- [TASK OBJECTIVE]:
Where the records below show a line containing "I did this two", start copying; end with the line containing "PR #1549, opened 2024-12-16", and copy it too.

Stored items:
────────────────────────────────────────
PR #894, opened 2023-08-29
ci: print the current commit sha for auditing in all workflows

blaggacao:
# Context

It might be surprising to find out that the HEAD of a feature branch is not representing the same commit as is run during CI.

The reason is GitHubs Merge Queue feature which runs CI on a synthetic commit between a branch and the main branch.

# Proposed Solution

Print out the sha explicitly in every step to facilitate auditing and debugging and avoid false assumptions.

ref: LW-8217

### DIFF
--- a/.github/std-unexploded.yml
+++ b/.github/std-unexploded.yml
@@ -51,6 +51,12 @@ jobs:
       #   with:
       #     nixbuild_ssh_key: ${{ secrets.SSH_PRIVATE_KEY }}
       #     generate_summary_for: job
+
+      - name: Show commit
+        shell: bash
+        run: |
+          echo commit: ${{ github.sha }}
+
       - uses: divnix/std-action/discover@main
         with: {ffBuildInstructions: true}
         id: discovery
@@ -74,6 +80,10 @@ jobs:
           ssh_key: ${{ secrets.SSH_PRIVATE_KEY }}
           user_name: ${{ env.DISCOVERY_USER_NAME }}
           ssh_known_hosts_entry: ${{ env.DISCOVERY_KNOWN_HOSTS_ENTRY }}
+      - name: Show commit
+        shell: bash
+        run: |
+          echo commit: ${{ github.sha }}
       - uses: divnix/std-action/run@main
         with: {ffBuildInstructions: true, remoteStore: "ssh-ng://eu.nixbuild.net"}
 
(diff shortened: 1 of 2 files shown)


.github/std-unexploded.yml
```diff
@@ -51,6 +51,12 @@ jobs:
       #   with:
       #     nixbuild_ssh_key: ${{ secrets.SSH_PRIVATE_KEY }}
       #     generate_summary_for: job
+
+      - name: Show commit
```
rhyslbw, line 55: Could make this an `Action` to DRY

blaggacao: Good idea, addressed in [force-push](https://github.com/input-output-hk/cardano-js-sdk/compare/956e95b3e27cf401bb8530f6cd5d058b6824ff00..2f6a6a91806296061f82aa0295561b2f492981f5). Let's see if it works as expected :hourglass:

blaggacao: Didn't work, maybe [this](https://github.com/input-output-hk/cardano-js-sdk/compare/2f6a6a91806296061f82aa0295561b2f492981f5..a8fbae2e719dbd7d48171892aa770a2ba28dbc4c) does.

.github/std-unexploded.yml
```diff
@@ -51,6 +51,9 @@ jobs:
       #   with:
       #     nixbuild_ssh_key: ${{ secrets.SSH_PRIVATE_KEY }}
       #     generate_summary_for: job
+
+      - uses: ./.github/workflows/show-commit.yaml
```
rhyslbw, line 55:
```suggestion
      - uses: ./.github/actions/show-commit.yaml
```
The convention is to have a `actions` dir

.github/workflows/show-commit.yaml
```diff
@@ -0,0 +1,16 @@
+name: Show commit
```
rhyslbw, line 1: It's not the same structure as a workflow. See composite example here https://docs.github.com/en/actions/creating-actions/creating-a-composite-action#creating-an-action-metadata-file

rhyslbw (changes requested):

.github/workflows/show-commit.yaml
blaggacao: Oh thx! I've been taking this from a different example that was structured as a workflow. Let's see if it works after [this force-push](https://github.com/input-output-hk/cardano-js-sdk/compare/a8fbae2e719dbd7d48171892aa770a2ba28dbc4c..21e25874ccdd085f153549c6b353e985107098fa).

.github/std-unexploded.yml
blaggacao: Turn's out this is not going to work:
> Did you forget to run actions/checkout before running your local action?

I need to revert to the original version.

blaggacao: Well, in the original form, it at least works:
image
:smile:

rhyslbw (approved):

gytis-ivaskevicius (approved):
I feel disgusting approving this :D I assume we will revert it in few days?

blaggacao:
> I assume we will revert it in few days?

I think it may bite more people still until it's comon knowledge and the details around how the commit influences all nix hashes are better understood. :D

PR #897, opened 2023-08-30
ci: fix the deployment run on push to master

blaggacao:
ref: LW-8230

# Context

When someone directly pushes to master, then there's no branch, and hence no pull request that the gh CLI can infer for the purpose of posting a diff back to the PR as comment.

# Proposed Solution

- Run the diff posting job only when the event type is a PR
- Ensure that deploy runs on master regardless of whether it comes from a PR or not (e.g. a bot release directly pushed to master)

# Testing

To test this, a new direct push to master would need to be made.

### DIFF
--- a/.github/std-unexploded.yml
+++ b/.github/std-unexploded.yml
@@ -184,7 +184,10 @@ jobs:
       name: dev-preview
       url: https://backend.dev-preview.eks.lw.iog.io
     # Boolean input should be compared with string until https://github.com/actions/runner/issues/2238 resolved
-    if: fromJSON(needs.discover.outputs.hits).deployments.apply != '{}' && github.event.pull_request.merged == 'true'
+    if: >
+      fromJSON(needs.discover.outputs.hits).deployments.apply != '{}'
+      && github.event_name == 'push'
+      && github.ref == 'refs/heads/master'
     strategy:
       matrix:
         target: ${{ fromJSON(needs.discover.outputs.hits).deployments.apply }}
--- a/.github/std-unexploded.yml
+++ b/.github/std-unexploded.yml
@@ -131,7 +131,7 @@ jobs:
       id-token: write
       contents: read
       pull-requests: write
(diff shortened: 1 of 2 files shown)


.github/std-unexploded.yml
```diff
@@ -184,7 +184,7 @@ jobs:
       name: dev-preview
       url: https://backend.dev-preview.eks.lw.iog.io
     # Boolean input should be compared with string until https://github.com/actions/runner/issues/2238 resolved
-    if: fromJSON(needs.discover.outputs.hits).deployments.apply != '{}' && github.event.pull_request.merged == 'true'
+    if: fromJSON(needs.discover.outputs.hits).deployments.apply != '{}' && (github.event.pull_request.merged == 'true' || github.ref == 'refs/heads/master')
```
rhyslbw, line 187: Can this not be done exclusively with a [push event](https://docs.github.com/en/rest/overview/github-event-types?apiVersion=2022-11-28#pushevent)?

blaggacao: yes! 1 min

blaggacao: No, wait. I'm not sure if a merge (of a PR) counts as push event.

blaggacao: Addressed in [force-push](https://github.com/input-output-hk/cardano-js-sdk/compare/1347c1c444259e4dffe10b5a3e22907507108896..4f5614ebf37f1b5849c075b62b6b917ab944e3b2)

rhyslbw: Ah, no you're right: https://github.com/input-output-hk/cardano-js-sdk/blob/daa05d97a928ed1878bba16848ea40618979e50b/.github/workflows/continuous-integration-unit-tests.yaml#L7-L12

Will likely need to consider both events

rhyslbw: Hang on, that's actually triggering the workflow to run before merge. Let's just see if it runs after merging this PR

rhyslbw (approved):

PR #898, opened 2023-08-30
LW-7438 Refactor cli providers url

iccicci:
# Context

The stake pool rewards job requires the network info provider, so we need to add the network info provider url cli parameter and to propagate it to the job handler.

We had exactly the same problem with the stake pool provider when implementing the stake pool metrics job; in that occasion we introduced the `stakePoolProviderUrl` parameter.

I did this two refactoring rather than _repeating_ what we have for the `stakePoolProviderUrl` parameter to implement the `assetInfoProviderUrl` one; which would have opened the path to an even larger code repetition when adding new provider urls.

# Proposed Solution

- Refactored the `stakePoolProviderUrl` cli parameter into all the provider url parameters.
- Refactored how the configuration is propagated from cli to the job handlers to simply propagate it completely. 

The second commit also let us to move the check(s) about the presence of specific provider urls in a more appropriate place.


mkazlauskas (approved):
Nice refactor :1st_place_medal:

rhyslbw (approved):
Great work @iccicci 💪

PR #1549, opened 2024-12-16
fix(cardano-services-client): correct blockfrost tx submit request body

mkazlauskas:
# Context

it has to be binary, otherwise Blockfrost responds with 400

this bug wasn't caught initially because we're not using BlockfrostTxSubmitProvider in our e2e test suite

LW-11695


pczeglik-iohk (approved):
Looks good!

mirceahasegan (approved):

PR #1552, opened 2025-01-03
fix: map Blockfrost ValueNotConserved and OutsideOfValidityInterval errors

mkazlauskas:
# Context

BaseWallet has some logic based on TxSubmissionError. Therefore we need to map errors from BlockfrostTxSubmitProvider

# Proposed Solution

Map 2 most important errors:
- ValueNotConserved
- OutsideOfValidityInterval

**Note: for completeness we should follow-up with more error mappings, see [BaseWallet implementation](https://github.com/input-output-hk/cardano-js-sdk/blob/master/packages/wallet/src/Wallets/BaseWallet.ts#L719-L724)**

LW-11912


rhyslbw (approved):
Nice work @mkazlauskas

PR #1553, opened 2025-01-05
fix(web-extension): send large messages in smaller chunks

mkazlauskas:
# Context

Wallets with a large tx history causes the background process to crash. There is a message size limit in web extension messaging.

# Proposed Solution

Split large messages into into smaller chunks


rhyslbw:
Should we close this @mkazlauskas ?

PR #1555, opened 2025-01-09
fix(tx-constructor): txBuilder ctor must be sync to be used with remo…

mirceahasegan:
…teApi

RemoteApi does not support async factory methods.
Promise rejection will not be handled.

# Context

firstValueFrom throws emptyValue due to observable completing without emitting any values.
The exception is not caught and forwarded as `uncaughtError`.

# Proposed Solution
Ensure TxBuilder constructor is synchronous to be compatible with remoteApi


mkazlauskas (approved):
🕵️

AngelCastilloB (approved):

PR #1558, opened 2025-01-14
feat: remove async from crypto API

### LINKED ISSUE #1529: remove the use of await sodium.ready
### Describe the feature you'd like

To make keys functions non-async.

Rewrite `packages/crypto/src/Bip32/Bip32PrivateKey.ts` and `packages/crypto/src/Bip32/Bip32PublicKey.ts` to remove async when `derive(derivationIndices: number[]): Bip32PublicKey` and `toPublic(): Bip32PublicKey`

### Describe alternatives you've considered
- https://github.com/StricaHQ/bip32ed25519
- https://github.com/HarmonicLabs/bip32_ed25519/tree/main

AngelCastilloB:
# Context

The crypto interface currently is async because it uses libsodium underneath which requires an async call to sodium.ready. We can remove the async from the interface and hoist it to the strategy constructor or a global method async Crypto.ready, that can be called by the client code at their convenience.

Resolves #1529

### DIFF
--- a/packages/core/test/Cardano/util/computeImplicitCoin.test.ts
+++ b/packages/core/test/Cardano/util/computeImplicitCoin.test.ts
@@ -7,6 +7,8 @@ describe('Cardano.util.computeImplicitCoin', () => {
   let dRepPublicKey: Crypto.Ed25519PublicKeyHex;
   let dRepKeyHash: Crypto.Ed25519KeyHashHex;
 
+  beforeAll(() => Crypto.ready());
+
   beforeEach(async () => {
────────────────────────────────────────
- [WRITTEN REPLY]:
I did this two refactoring rather than _repeating_ what we have for the `stakePoolProviderUrl` parameter to implement the `assetInfoProviderUrl` one; which would have opened the path to an even larger code repetition when adding new provider urls.

# Proposed Solution

- Refactored the `stakePoolProviderUrl` cli parameter into all the provider url parameters.
- Refactored how the configuration is propagated from cli to the job handlers to simply propagate it completely. 

The second commit also let us to move the check(s) about the presence of specific provider urls in a more appropriate place.


mkazlauskas (approved):
Nice refactor :1st_place_medal:

rhyslbw (approved):
Great work @iccicci 💪

PR #1549, opened 2024-12-16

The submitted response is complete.